* **Task prompt**:
Reproduce the records word for word, from the first line to the line containing "EmptyView()".

* **Records to process**:
= Beginning of Section =

PR #29, opened 2021-04-16
Fix microphone session flow

anna1901:
### Summary
* Change flow for checking users permission for microphone. User gets ask to give permission to access microphone when they choose microphone in the `ChooseSessionTypeView`. If they give permission then we go further with the views for creating microphone session. When they don't give permission then they get sent to setting app every time they try to choose microphone
* Add functionality for resuming recording after audio session gets interrupted eg. by incoming phonecall or by another app

### DIFF
--- a/AirCasting/CreateSessionViews/SelectDeviceView.swift
+++ b/AirCasting/CreateSessionViews/SelectDeviceView.swift
@@ -93,7 +93,19 @@ struct SelectDeviceView: View {
                     isTurnOnBluetoothLinkActive = true
                 }
             } else if selected == 2 {
-                isMicLinkActive = true
+                if microphoneManager.recordPermissionGranted() {
+                    isMicLinkActive = true
+                } else {
+                    microphoneManager.requestRecordPermission { (isGranted) in
+                        DispatchQueue.main.async {
+                            if isGranted {
+                                isMicLinkActive = true
+                            } else {
+                                SettingsManager.goToAuthSettings()
+                            }
+                        }
+                    }
+                }
             }
         }, label: {
             Text("Choose")
@@ -113,7 +125,6 @@ struct SelectDeviceView: View {
                     EmptyView()
                 })
             NavigationLink(
-                // TO DO: change destination
                 destination: AddNameAndTagsView(),
                 isActive: $isMicLinkActive,
                 label: {
--- a/AirCasting/MicrophoneSession/MicrophoneManager.swift
+++ b/AirCasting/MicrophoneSession/MicrophoneManager.swift
@@ -1,8 +1,5 @@
 //
-//  microphoneManager.swift
-//  AirCasting
-//
-//  Created by Anna Olak on 11/03/2021.
+//  Created by Lunar on 11/03/2021.
 //
 
 import Foundation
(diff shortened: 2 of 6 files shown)


AirCasting/MicrophoneSession/MicrophoneManager.swift
```diff
@@ -21,86 +18,110 @@ class MicrophoneManager: ObservableObject {
...
-        if audioSession.recordPermission != .granted {
-            audioSession.requestRecordPermission { (isGranted) in
-                if !isGranted {
-                    //TODO: pop-up that informs user that we need access to mic with ability do go back to homescreen
-                    fatalError("You must allow audio recording for this demo to work")
-                }
+        if audioSession.recordPermission == .granted {
+            addInterruptionsObserver()
+            
+            self.session = session
```
mateuszmackowiak, line 32: I know that at this point it might be not easy to do but this needs refactoring. Session is a NSManagedObject. Keeping references to this objects are a bad idea. They are strictly related to the NSManageObjectContext. If ever this session would be removed or edited in any other way in the background the reference may fail/ crash. Also may not be a good idea to base recording logic on a database entity. A session could be created at the begging of a recording if really needed but until recording is finished or has at least reasonable amount of data to store this should be kept in some kind of in memory only object. For future reference lets call this kind of objects PODO's (Plane old data object).

AirCasting/MicrophoneSession/MicrophoneManager.swift
```diff
@@ -21,86 +18,110 @@ class MicrophoneManager: ObservableObject {
     private(set) var isRecording = false
     
     private var recorder: AVAudioRecorder!
+    private(set) var audioSession = AVAudioSession.sharedInstance()
```
mateuszmackowiak, line 21: It makes no sense to initialize this object whit this reference until it is needed. Pleas use `lazy var`

AirCasting/MicrophoneSession/MicrophoneManager.swift
```diff
@@ -21,86 +18,110 @@ class MicrophoneManager: ObservableObject {
...
         }
-        
-        recorder.isMeteringEnabled = true
-        recorder.record()
-        isRecording = true
-        
-        levelTimer = Timer.scheduledTimer(timeInterval: 1, target: self, selector: #selector(getMeasurement), userInfo: nil, repeats: true)
     }
     
     @objc func getMeasurement() {
```
mateuszmackowiak, line 62: please make it private. `@objc private func`

AirCasting/MicrophoneSession/MicrophoneManager.swift
```diff
@@ -21,86 +18,110 @@ class MicrophoneManager: ObservableObject {
...
+    func stopRecording() {
+        levelTimer.invalidate()
+        isRecording = false
+        recorder.stop()
+        recorder = nil
+        session?.status = Int16(SessionStatus.FINISHED.rawValue)
+        do {
+            try context.save()
+        } catch {
+            print("Error for saving session when stopping mic recording: \(error)")
```
mateuszmackowiak, line 80: It would be better to propagate this error further. Its not a good idea to have silent failure. Print may be a solution for some cases where the failure can be ignored. in this case if the context will not be saved then the whole process would make no sense,  the whole manangeobjectcontex also can be polluted with object that also in the future can fail because ignored save here will cause all the next save to fail. It should be clear form the top that a process can fail. Please mark the method `throws`.  If `stopRecording` is called directly in the ui then calll `try! stopRecording()` with a force unwrap try. [Fail-fast](https://dzone.com/articles/fail-fast-principle-in-software-development) also applies here but the call methods like this that could fail should propagate the error because this buiness logic may be used in other places where in theory it would be ok to let it silently fail.

AirCasting/MicrophoneSession/MicrophoneManager.swift
```diff
@@ -21,86 +18,110 @@ class MicrophoneManager: ObservableObject {
...
+        }
+    }
+    
+    @objc func handleInterruption(notification: Notification) {
```
mateuszmackowiak, line 84: please make it private. except the Notification Center here there should be no direct calls to this method form outside of the class.

AirCasting/MicrophoneSession/MicrophoneManager.swift
```diff
@@ -21,86 +18,110 @@ class MicrophoneManager: ObservableObject {
...
+        guard let userInfo = notification.userInfo,
+            let typeValue = userInfo[AVAudioSessionInterruptionTypeKey] as? UInt,
+            let type = AVAudioSession.InterruptionType(rawValue: typeValue) else {
+                return
+        }
+
+        switch type {
+        case .began:
+            levelTimer.invalidate()
+            session?.status = Int16(SessionStatus.DISCONNETCED.rawValue)
```
mateuszmackowiak, line 94: Seams like ` Int16(SessionStatus.DISCONNETCED.rawValue)` is something that repeats itself. 
if we would hide the raw value type that is kept in the database private in the session object and expose our enum setter and getter it would definitely be safer, more readable etc. 

Please change `@NSManaged public var status: Int16` to : 
```
public var status: SessionStatus? {
        get { (value(forKey: "status") as? Int).flatMap(SessionStatus.init(rawValue:)) }
        set { setValue(newValue?.rawValue, forKey: "status") }
    }
```
But also keep in mind the other comment about not storing unfinished session in the database but storing it after successful recoding session.

AirCasting/MicrophoneSession/MicrophoneManager.swift
```diff
@@ -21,86 +18,110 @@ class MicrophoneManager: ObservableObject {
...
-        session?.status = 0
+        session?.status = Int16(SessionStatus.RECORDING.rawValue)
         
         measurementStream?.addToMeasurements(measurement)
         
         do {
             try context.save()
         } catch {
-            print(error)
+            print("Error saving microphone measurement: \(error)")
```
mateuszmackowiak, line 121: Pleas propagate the error.

AirCasting/MicrophoneSession/MicrophoneManager.swift
```diff
@@ -21,86 +18,110 @@ class MicrophoneManager: ObservableObject {
...
         
         measurement.latitude = startingLocation.latitude
         measurement.longitude = startingLocation.longitude
-        measurement.value = Double(level)
+        measurement.value = Double(value)
         measurement.time = Date()
         
         session?.endTime = measurement.time
-        session?.status = 0
+        session?.status = Int16(SessionStatus.RECORDING.rawValue)
```
mateuszmackowiak, line 114: Use `session?.status = .RECORDING`. Also capitalized enum cases are not keeping the `Swift` standards.

AirCasting/SessionViews/SessionHeaderView.swift
```diff
@@ -33,7 +34,9 @@ struct SessionHeaderView: View {
         }
         .font(Font.moderate(size: 13, weight: .regular))
         .foregroundColor(.aircastingGray)
-        
+        .onAppear() {
+            print("\(session.name) status is: \(session.status)")
```
mateuszmackowiak, line 38: Please use `Log.info` and make the log more verbose. Give more context to it. You know what is this log but You'll probably forget what was it doing very fast. Be kind to other developers and to Your future self and let us know what is happening. if the session.name would be `foo` the log would be `foo status is recoding`. maybe `microfon session "foo" status is recording` or similar depending on what exactly is happening.

AirCasting/MicrophoneSession/MicrophoneManager.swift
```diff
@@ -122,9 +143,15 @@ class MicrophoneManager: ObservableObject {
             session.addToMeasurementStreams(measurementStream!)
         }
     }
-
+    
     func obtainCurrentLocation() -> CLLocationCoordinate2D {
         return locationProvider.currentLocation?.coordinate ?? CLLocationCoordinate2D(latitude: 200.0, longitude: 200.0)
     }
     
+    func addInterruptionsObserver() {
```
mateuszmackowiak, line 151: there is no removal of the notification. if the microton manage would be only one or would exist only for the time being of the record it maybe enough. But if there would ever be a different object that is using `AVAudioSession` then  its interruption would influence this object. also maybe pass in the `audioSession` as the `object:` argument and not nil then the Notification Center will not call this observer when the object is not the seam as the one calling it.

AirCasting/MicrophoneSession/MicrophoneManager.swift
```diff
@@ -21,86 +18,110 @@ class MicrophoneManager: ObservableObject {
...
+                return
+        }
+
+        switch type {
+        case .began:
+            levelTimer.invalidate()
+            session?.status = Int16(SessionStatus.DISCONNETCED.rawValue)
+        case .ended:
+            levelTimer = Timer.scheduledTimer(timeInterval: 1, target: self, selector: #selector(getMeasurement), userInfo: nil, repeats: true)
+        default: ()
```
mateuszmackowiak, line 97: Please use all the cases rather then using default. Let the compilation help us and if new case would be added a failure here would require to rethink this situation, how does the new enum influence the flow. Without it may be forgotten and ignored and that could lead to potential bugs that would be very hard to find.

AirCasting/CreateSessionViews/SelectDeviceView.swift
```diff
@@ -93,7 +93,19 @@ struct SelectDeviceView: View {
                     isTurnOnBluetoothLinkActive = true
                 }
             } else if selected == 2 {
-                isMicLinkActive = true
+                if microphoneManager.audioSession.recordPermission == .granted {
+                    isMicLinkActive = true
+                } else {
+                    microphoneManager.audioSession.requestRecordPermission { (isGranted) in
```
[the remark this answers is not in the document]
anna1901: I'm not sure how I can move `requestRecordPermission` function out of this view if I need to put the view logic inside the closure in this function. Otherwise I'm not sure how the app can wait for the user's choice before moving to another screen/going to settings.

AirCasting/MicrophoneSession/MicrophoneManager.swift
anna1901: You already corrected it in your last PR so I can leave it as it is?

AirCasting/MicrophoneSession/MicrophoneManager.swift
anna1901: Where should the removal be implemented?

AirCasting/MicrophoneSession/MicrophoneManager.swift
anna1901: `session?.status = .RECORDING` doesn't work and I get an error "Type 'Int16' has no member 'RECORDING'"

AirCasting/CreateSessionViews/SelectDeviceView.swift
```diff
@@ -93,7 +93,19 @@ struct SelectDeviceView: View {
                     isTurnOnBluetoothLinkActive = true
                 }
             } else if selected == 2 {
-                isMicLinkActive = true
+                if microphoneManager.recordPermissionGranted() {
```
anna1901, line 96: I created this function instead of checking here if audiosession.recordPermission == .granted. I thought maybe it would be better if microphoneManager was the one to know what the recordPermission should be equal to if permission is granted. But let me know if you prefer your solution with var recordPermission

AirCasting/MicrophoneSession/MicrophoneManager.swift
anna1901: done

AirCasting/MicrophoneSession/MicrophoneManager.swift
```diff
@@ -14,117 +11,156 @@ class MicrophoneManager: ObservableObject {
...
+        if audioSession.recordPermission == .granted {
+            addInterruptionsObserver()
+
+            self.session = session
+            createDBStream(for: session)
+            locationProvider.requestLocation()
+
+            let url = URL(fileURLWithPath: "/dev/null", isDirectory: true)
+
+            let recordSettings: [String: Any] = [
```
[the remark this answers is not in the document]
anna1901: Do you mean that this should be declared outside of function as the class variable?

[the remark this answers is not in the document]
mateuszmackowiak: not a variable because it does not change. A static let - constant 😄

mateuszmackowiak (approved):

= End of Section =

* **Answer for this exercise**:
PR #29, opened 2021-04-16
Fix microphone session flow

anna1901:
### Summary
* Change flow for checking users permission for microphone. User gets ask to give permission to access microphone when they choose microphone in the `ChooseSessionTypeView`. If they give permission then we go further with the views for creating microphone session. When they don't give permission then they get sent to setting app every time they try to choose microphone
* Add functionality for resuming recording after audio session gets interrupted eg. by incoming phonecall or by another app

### DIFF
--- a/AirCasting/CreateSessionViews/SelectDeviceView.swift
+++ b/AirCasting/CreateSessionViews/SelectDeviceView.swift
@@ -93,7 +93,19 @@ struct SelectDeviceView: View {
                     isTurnOnBluetoothLinkActive = true
                 }
             } else if selected == 2 {
-                isMicLinkActive = true
+                if microphoneManager.recordPermissionGranted() {
+                    isMicLinkActive = true
+                } else {
+                    microphoneManager.requestRecordPermission { (isGranted) in
+                        DispatchQueue.main.async {
+                            if isGranted {
+                                isMicLinkActive = true
+                            } else {
+                                SettingsManager.goToAuthSettings()
+                            }
+                        }
+                    }
+                }
             }
         }, label: {
             Text("Choose")
@@ -113,7 +125,6 @@ struct SelectDeviceView: View {
                     EmptyView()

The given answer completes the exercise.